What you are asked to do
Which of the lines in the data below contain the string "from"? Copy each of them.

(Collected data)
====

PR #7417, opened 2024-07-31
[OM] Pass Python values back and forth, not Attributes.

mikeurbach:
Internally, primitive OM EvaluatorValues are represented as TypedAttributes. This is great internally, but when we pass these from C++ out to Python, we have to use a very inefficient method to pull the Python value out of the attribute.

This updates how primitives are handled at the Python <> C++ interface to directly construct the appropriate Python values and return them. Similarly, for top-level inputs to the Evaluator, Python values are directly accepted and converted to Attributes internally.

On large designs, this was shown to decrease single threaded CPU time to process large amounts of OM data by roughly 70%. There is no difference in the output.

### DIFF
--- a/lib/Bindings/Python/OMModule.cpp
+++ b/lib/Bindings/Python/OMModule.cpp
@@ -7,6 +7,7 @@
 //===----------------------------------------------------------------------===//
 
 #include "DialectModules.h"
+#include "circt-c/Dialect/HW.h"
 #include "circt-c/Dialect/OM.h"
 #include "mlir-c/BuiltinAttributes.h"
 #include "mlir-c/BuiltinTypes.h"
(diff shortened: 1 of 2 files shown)


lib/Bindings/Python/OMModule.cpp
```diff
@@ -349,6 +363,88 @@ Map::dunderGetItem(std::variant<intptr_t, std::string, MlirAttribute> key) {
   return dunderGetItemAttr(std::get<MlirAttribute>(key));
 }
 
+// Convert a generic MLIR Attribute to a PythonValue. This is basically a C++
+// fast path of the parts of attribute_to_var that we use in the OM dialect.
+static PythonPrimitive omPrimitiveToPythonValue(MlirAttribute attr) {
+  if (omAttrIsAIntegerAttr(attr)) {
+    auto strRef = omIntegerAttrToString(attr);
+    return py::int_(py::str(strRef.data, strRef.length));
```
prithayan, line 371: is there a reason, we need to go from int to str to `py::int_` ?
(Not super familiar with the pybind API)

prithayan (approved):
Minor comment, but overall looks good.

uenoku (approved):
LGTM!

leonardt (approved):

mikeurbach:
For the C++ -> Python direction, this should handle all the types of primitive attributes we are using. For the Python -> C++ direction, this only supports some of the basic int, float, str, bool. Some of the more complex primitives could be supported, but nothing was actually using that, so I'm leaving it to future work.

====

Reply
Internally, primitive OM EvaluatorValues are represented as TypedAttributes. This is great internally, but when we pass these from C++ out to Python, we have to use a very inefficient method to pull the Python value out of the attribute.
prithayan, line 371: is there a reason, we need to go from int to str to `py::int_` ?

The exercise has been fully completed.